Intervention d’Alice Cordier, le samedi 11 avril 2026 à La Maison de la Chimie. Alice Cordier est une militante engagée, présidente et cofondatrice du Collectif Némésis depuis octobre 2019. Du haut de ses vingt-huit ans, elle porte un féminisme de bon sens qui défend les femmes françaises contre l’insécurité liée à l’immigration massive et à l’islamisme, tout en protégeant l’identité et les valeurs de la civilisation européenne. Avec une détermination sans faille, elle a fait grandir ce mouvement de quelques amies à plusieurs centaines de militantes actives, multipliant les actions percutantes sur le terrain et les interventions médiatiques remarquées.

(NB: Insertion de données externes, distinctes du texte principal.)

PR #447, opened 2020-01-19
Create iOS Sessions View and Initialize Project

### LINKED ISSUE #134: iOS App session list
## Kind (Required)

- Proposal / Discussion

 ## Overview (Required)

- Probably you can access sessions now by Kotlin Native
https://github.com/DroidKaigi/conference-app-2020/blob/master/ios-base/DroidKaigi%202020/ViewController.swift#L17
- You can introduce RxSwift etc. You can design iOS App Architecture 😄 

 ## Links	

-

ry-itto:
## Issue
- close #134 

### Initialize iOS Project
  - Use CocoaPods for library management
    - Use RxSwift and MaterialComponents
  - Use XcodeGen to generate `xcodeproj` file.
    - I make `Makefile` to execute `xcodegen` command and `bundle exec pod install` as alias.
### About App Architecture
  - Use MVVM
  - This PR implements only Session(Timeline) view.
  - Not using `Storyboard`, but using `xib` s
#### Directory structure
```
DroidKaigi 2020
├── AppDelegate.swift
├── ApplicationScheme.swift
├── Assets.xcassets
├── Common
├── Extentions
├── Info.plist
├── SceneDelegate.swift
└── Session // Feature directory
    ├── Models
    ├── ViewModels
    └── Views
```

Files are placed at feature directories. 

### Others
- Not support Dark mode yet.

## Links
- [Material Design -iOS](https://material.io/develop/ios/)
- [Material Design icons](https://github.com/google/material-design-icons)
  - use icons from here
- [Swift：UIColorを16進数カラーコードで初期化する](https://qiita.com/Kyome/items/eae6216b13c651254f64)

## Screenshot
|Sessions View (Expanded)|Sessions View (Contracted)| MyList (Empty) |
|:--: | :--:|:--:|
|Simulator Screen Shot - iPhone 11 Pro Max - 2020-01-19 at 21 41 17|Simulator Screen Shot - iPhone 11 Pro Max - 2020-01-19 at 21 41 29|Simulator Screen Shot - iPhone 11 Pro Max - 2020-01-19 at 21 41 20|


README.md
```diff
@@ -232,5 +232,6 @@ This project uses some modern Android libraries and source codes.
   * [AutoClearedValue](https://github.com/android/architecture-components-samples/blob/9826b59956eb93c9e627bdf16a19a1c8bc28ce14/GithubBrowserSample/app/src/main/java/com/android/example/github/util/AutoClearedValue.kt)
 
 ### iOS
-
-// TODO: Add iOS Libraries
+* [XcodeGen](https://github.com/yonaskolb/XcodeGen)
+* [material-components-ios](https://github.com/material-components/material-components-ios)
+* [RxSwift](https://github.com/ReactiveX/RxSwift)
```
takahirom: Great 🥇

ios-base/DroidKaigi 2020/ApplicationScheme.swift
```diff
@@ -0,0 +1,55 @@
+//
+//  ApplicationScheme.swift
+//  DroidKaigi 2020
+//
+//  Created by 伊藤凌也 on 2020/01/17.
```
takahirom: I'm very grateful, but this repository does not currently include the author's name in source code comments. 🙇 
But If it is difficult to remove, this is fine.

ry-itto: ok. I will do! 👍 
change files are not so much, so it's not burdensome!

ios-base/DroidKaigi 2020/Session/Models/Session.swift
```diff
@@ -0,0 +1,19 @@
+//
+//  Session.swift
+//  DroidKaigi 2020
+//
+//  Created by 伊藤凌也 on 2020/01/18.
+//
+
+import api
+
+struct Session {
```
takahirom: So sorry. There is ResponseToModelMapper.kt and probably you can use it 🙇 
So you can use Model class🙇 
Can you try it 🙏

takahirom: I think it was really hard. So sorry 🙇

ios-base/build_kotlin_modules.sh
```diff
@@ -0,0 +1,4 @@
+#!/bin/sh
+
+cd ../
+./gradlew :data:api:linkIosX64 -PXCODE_CONFIGURATION=${CONFIGURATION}
```
takahirom: Probably the build phase added. 👀 
https://github.com/DroidKaigi/conference-app-2020/pull/400

takahirom:
Now we can not use ResponseToModelMapper. Because of that class in repository module. I forgot about it 🙇 
I will investigate this issue.

takahirom:
I was able to convert the response to a model.  Can you use this? 👀 
https://github.com/DroidKaigi/conference-app-2020/commit/d32222ab92f4f53ba4aa360d4f6d2455f8f3b3ef

ry-itto:
I will try this. 👍 
https://github.com/DroidKaigi/conference-app-2020/commit/d32222ab92f4f53ba4aa360d4f6d2455f8f3b3ef

ios-base/build_kotlin_modules.sh
ry-itto: Actually, I deleted `project.pbxproj` file that is generated by XcodeGen. So I added this code.

takahirom: Thanks! Since it is possible to change Kotlin files during the development of DroidKaigi's iOS app, it may be better to write the module build in the build phase. (If you build once, you can build faster with cache)
However, this is left to you.

ry-itto:
Can I call API from iOS project now?
I can't find... 😢

takahirom:
👀

takahirom:
Thanks! I fixed it 🙏 
https://github.com/DroidKaigi/conference-app-2020/commit/c93f8e486d80603233674d8ca3384b7369f24f8e

ry-itto:
Thank you! It works!

takahirom:
I fixed a little 🙇 (delete unneeded println)
https://github.com/DroidKaigi/conference-app-2020/commit/e4f580c6bfacaa05392611eae605451c1eacb5cc

ry-itto:
I think there are no way to get session's speakers from ios_combine.Session class. 😢

takahirom:
Thanks! I think you can use it like this.👀
https://github.com/DroidKaigi/conference-app-2019/blob/234e76c8961f5f6036cb5c248bbddfb67e63cd7e/frontend/ios/DroidKaigi%202019/Scenes/Session/SessionTableViewCell.swift#L29

ry-itto:
Thanks! I could use it and fixed. 👍

ry-itto:
I found a warning about AutoLayout, so I fixed now 🙇

ios-base/Podfile
```diff
@@ -0,0 +1,22 @@
+# Uncomment the next line to define a global platform for your project
+platform :ios, '13.2'
+
+target 'DroidKaigi 2020' do
+  # Comment the next line if you don't want to use dynamic frameworks
+  use_frameworks!
+  pod 'MaterialComponents'
+  pod 'RxSwift'
```
417-72KI: Why don't you use RxSwift via SwiftPM instead of CocoaPods?
XcodeGen supports SwiftPM since 2.8.0

ios-base/DroidKaigi 2020/Session/Models/SessionDataProvider.swift
```diff
@@ -0,0 +1,16 @@
+import ios_combined
+import RxSwift
+
+final class SessionDataProvider {
+    func fetchSessions() -> Observable<[Session]> {
+        return Observable.create { observer -> Disposable in
+            ApiComponentKt.generateDroidKaigiApi().getSessions(callback: { response in
+                let model = ResponseToModelMapperKt.toModel(response)
+                observer.onNext(model.sessions)
```
takumaosada: Why don't you use `Single` instead of `Observable` because of just a HTTP get response.
Maybe, just add `onComplete` after `onNext` might be fine.

takahirom:
@takumaosada Thank you for your review!!👍
"Why don't" is a bit of a strong expression, so "it seems better" that this might be better🙇🙇🙏🙏

ios-base/DroidKaigi 2020/Session/ViewModels/SessionViewModel.swift
```diff
@@ -0,0 +1,47 @@
...
+import RxSwift
+import RxCocoa
+
+final class SessionViewModel {
+
+    private let disposeBag = DisposeBag()
+
+    // input
+    let viewDidLoad = PublishRelay<Void>()
+    let toggleEmbddedView = PublishRelay<Void>()
```
417-72KI: I recommend to make `~ Relay` as `private` to prevent unexpected events or subscribing.
If you want to use it from outside, you may create wrapper property or function like this.

```swift
private let viewDidLoadRelay = PublishRelay<Void>()

// to fire event
func viewDidLoad() {
    viewDidLoadRelay.accept(())
}

// to subscribe
var viewDidLoad: Observable<Void> {
    viewDidLoadRelay.asObservable
}
```

ios-base/Podfile
ry-itto: I thought it wouldn't be nice to distribute library dependencies. So I use CocoaPods only.

ios-base/DroidKaigi 2020/Session/Models/SessionDataProvider.swift
ry-itto: I think so too. I will change the code to use `Single`. Thanks! 👍

ios-base/DroidKaigi 2020/Session/ViewModels/SessionViewModel.swift
ry-itto: Certainly, I think this looks better than the current one. I will fix it. 
Thanks! 👍

ios-base/Makefile
```diff
@@ -0,0 +1,5 @@
+init:
+	xcodegen
+	bundle exec pod install
```
YusukeHosonuma: The command `bundle install (--path vendor/bundle)` is missing? (or execute in manually?)

ry-itto: Sorry, I missed. I will add `bundle install --path vender/bundle` 🙏.
Thank you for reporting! 😄

ios-base/Gemfile.lock
```diff
@@ -0,0 +1,82 @@
...
+      nanaimo (~> 0.2.6)
+
+PLATFORMS
+  ruby
+
+DEPENDENCIES
+  cocoapods
+
+BUNDLED WITH
+   2.1.1
```
jmatsu: It would be nicer if bundler version is the same with `.ci/Gemfile.lock` or should be at least v1 to unify the build environment. bundler 2.x is not incompatible with 1.x without bundler configs.

ios-base/Gemfile
```diff
@@ -0,0 +1 @@
+gem 'cocoapods'
```
YusukeHosonuma: `source 'https://rubygems.org'` are missing?

I got a bellow error:

```
Your Gemfile has no gem server sources. If you need gems that are not already on your machine, add a line like this to your Gemfile:
source 'https://rubygems.org'
```

jmatsu: Can you please add *gem source* and ruby version? You can copy it from `.ci/Gemfile`.

ry-itto: I'm sorry, It's missed too. I will add it.

ios-base/Makefile
jmatsu: Good catch. It would be nicer if `bundle install --path vendor/bundle` is also executed by this script.

ios-base/Makefile
```diff
@@ -0,0 +1,5 @@
+init:
```
jmatsu: I would like you to write a getting started for iOS section in README.md.

In addition, is this file for GNU make? If so, please note it as a required dependency.

ios-base/build_kotlin_modules.sh
```diff
@@ -0,0 +1,4 @@
+#!/bin/sh
+
+cd ../
```
jmatsu: `cd "$(git rev-parse --show-toplevel)"` sounds better. It allows moving up to the repository root directory.

ios-base/build_kotlin_modules.sh
```diff
@@ -0,0 +1,4 @@
...
+./gradlew :ios-combined:linkIosX64 -PXCODE_CONFIGURATION=${CONFIGURATION}
```
jmatsu: XCODE_CONFIGURATION looks better than CONFIGURATION

jmatsu: I'm just curious about how many times we should execute this script. Is running once enough basically? 👀

ios-base/Gemfile.lock
ry-itto: OK. I did it! 👍

ios-base/Gemfile
ry-itto: I did it👍

ios-base/build_kotlin_modules.sh
ry-itto: > XCODE_CONFIGURATION looks better than CONFIGURATION

I'm sorry, it doesn't work. 🙏 I will set configuration by variable `XCODE_CONFIGURATION `


> I'm just curious about how many times we should execute this script. Is running once enough basically? 👀

I think this script should execute once enough basically. When Kotlin module is changed, we should execute this script.

ios-base/Makefile
ry-itto: > I would like you to write a getting started for iOS section in README.md.

In this case, README.md represents Project's README.md ? not ios-bases/README.md?

takahirom: I think it seems better to use `ios-base/README.md`. 
Because Android Engineers will do `make init` without thinking 😄 
But it is good to link `ios-base/README.md` from `root/README.md`

ios-base/Makefile
```diff
@@ -1,5 +1,6 @@
 init:
 	xcodegen
```
417-72KI: [q]
How is XcodeGen expected to install?(Mint or HomeBrew?)

It would be better using Mint, and create Mintfile.

ios-base/Makefile
ry-itto: I will write `README.md` at `ios-base/README.md` .
I think it is natural. 🤔

ios-base/Makefile
ry-itto: I don' t think XcodeGen's install way. 😢 (I installed by HomeBrew)

Why is using Mint better?

417-72KI: Mint (especially using Mintfile) can fix the version of XcodeGen like dependency tools(e.g. CocoaPods, Carthage) 
Considering the release frequency of XcodeGen, I think it's version is better to be controlled.

ios-base/Podfile
417-72KI: I'm sorry but I couldn't understand your intention. 
What does 'distribute library dependencies' mean?

ios-base/build_kotlin_modules.sh
417-72KI: Build phase can be set in `project.yml` with `prebuildScripts` key ([ref](https://github.com/yonaskolb/XcodeGen/blob/master/Docs/ProjectSpec.md#build-script)).
Is that useless?

ios-base/Podfile
ry-itto: I'm sorry I couldn't tell my opinion correctly...

In Japanese, 
ライブラリの依存関係を分散させることがあまり良くないことだと考えており、そのことから、今回はCocoaPodsのみを使用しています。

ios-base/Makefile
ry-itto: I see. I will add Mintfile to control XcodeGen's version. Thanks!

ios-base/Podfile
ry-itto: I'm sorry I couldn't tell my opinion correctly...

In Japanese,
ライブラリの依存関係を分散させることがあまり良くないことだと考えており、そのことから、今回はCocoaPodsのみを使用しています。

ios-base/build_kotlin_modules.sh
ry-itto: I think it is useful.
I will try execute this script Xcode Project's prebuild phase instead of Make.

« L’Europe, ce n’est pas le monde de Belphégor, c’est la civilisation qui honore la femme : déesse, mère ou guerrière » écrit un certain Jean Yves le Gallou.
Les femmes n’ont jamais autant fait l’actualité : elles sont chefs de gouvernement et boulangères, elles allaitent et elles plaident, elles s’expriment et parfois même, elles censurent. Parler des femmes n’a donc rien d’inédit. L’Europe est d’ailleurs nommée d’après l’une d’entre elles ! Non, ce qui est inédit, ce sont les menaces qui pèsent aujourd’hui sur leurs libertés.

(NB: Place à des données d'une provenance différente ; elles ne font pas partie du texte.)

PR #449, opened 2020-01-19
Show firebase topic notification

### LINKED ISSUE #145: Show firebase topic notification
## Kind (Required)

- Improvement

 ## Overview (Required)

- Show firebase topic notification 🔥
- Probably we can use implementation of 2019

 ## Links	

- https://github.com/DroidKaigi/conference-app-2019/blob/master/feature/notification/src/main/java/io/github/droidkaigi/confsched2019/notification/worker/ManageTopicSubscriptionWorker.kt

entaku19890818:
## Issue
- close #145

## Overview (Required)
- Show firebase topic notification

## Links
- 

## Screenshot
Before | After
:--: | :--:
 |

### DIFF
--- a/feature/session/src/main/res/layout/fragment_bottom_sheet_sessions.xml
+++ b/feature/session/src/main/res/layout/fragment_bottom_sheet_sessions.xml
@@ -11,6 +11,7 @@
         android:layout_height="match_parent"
         tools:context="io.github.droidkaigi.confsched2020.session.ui.SessionPagesFragment"
         >
+
         <androidx.constraintlayout.widget.Guideline
             android:id="@+id/guideline_start"
             android:layout_width="wrap_content"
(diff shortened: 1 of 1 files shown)


android-base/gradle/wrapper/gradle-wrapper.properties
```diff
@@ -0,0 +1,6 @@
+#Sun Jan 19 20:22:02 JST 2020
```
takahirom: Thank you! 👍 
This code is for the root directory. So we don't need this file. 🙇

android-base/gradlew
```diff
@@ -0,0 +1,172 @@
+#!/usr/bin/env sh
```
takahirom: This code is for the root directory. So we don't need this file. 🙇

android-base/src/main/java/io/github/droidkaigi/confsched2020/App.kt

Pour parler du présent, renversons d’abord le cliché plaqué sur le passé de notre civilisation : celui d’une femme européenne historiquement privée de libertés par une société patriarcale et misogyne. Notre histoire regorge de femmes libres : libres de circuler, de travailler, de gouverner, de parler et de penser.
Les femmes étrusques occupaient les plus hautes charges de leurs cités, disposaient de leurs biens en propre, inscrivaient leur nom aux côtés de celui de leur époux sur les stèles funéraires de leurs enfants. Les Romaines consentaient à leur mariage, héritaient, géraient des commerces, administraient la domus. Socrate se revendiquait disciple d’Aspasie ! Les Germaniques pouvaient décider individuellement de rompre leur mariage pour retourner dans leur clan si elles estimaient que leur conjoint s’était conduit d’une manière peu honorable pour la réputation de leur propre famille. Mathilde de Toscane, Hildegarde de Bingen, Sainte Catherine de Sienne, Aliénor d’Aquitaine, Blanche puis Isabelle de Castille… Du Moyen-Âge à l’époque moderne, les exemples de femmes libres ne manquent pas.
Elles ne sont pas des privilégiées : elles sont les héritières d’une tradition multiséculaire de pouvoir au féminin. Un pouvoir qui n’a jamais demandé la permission pour s’exercer.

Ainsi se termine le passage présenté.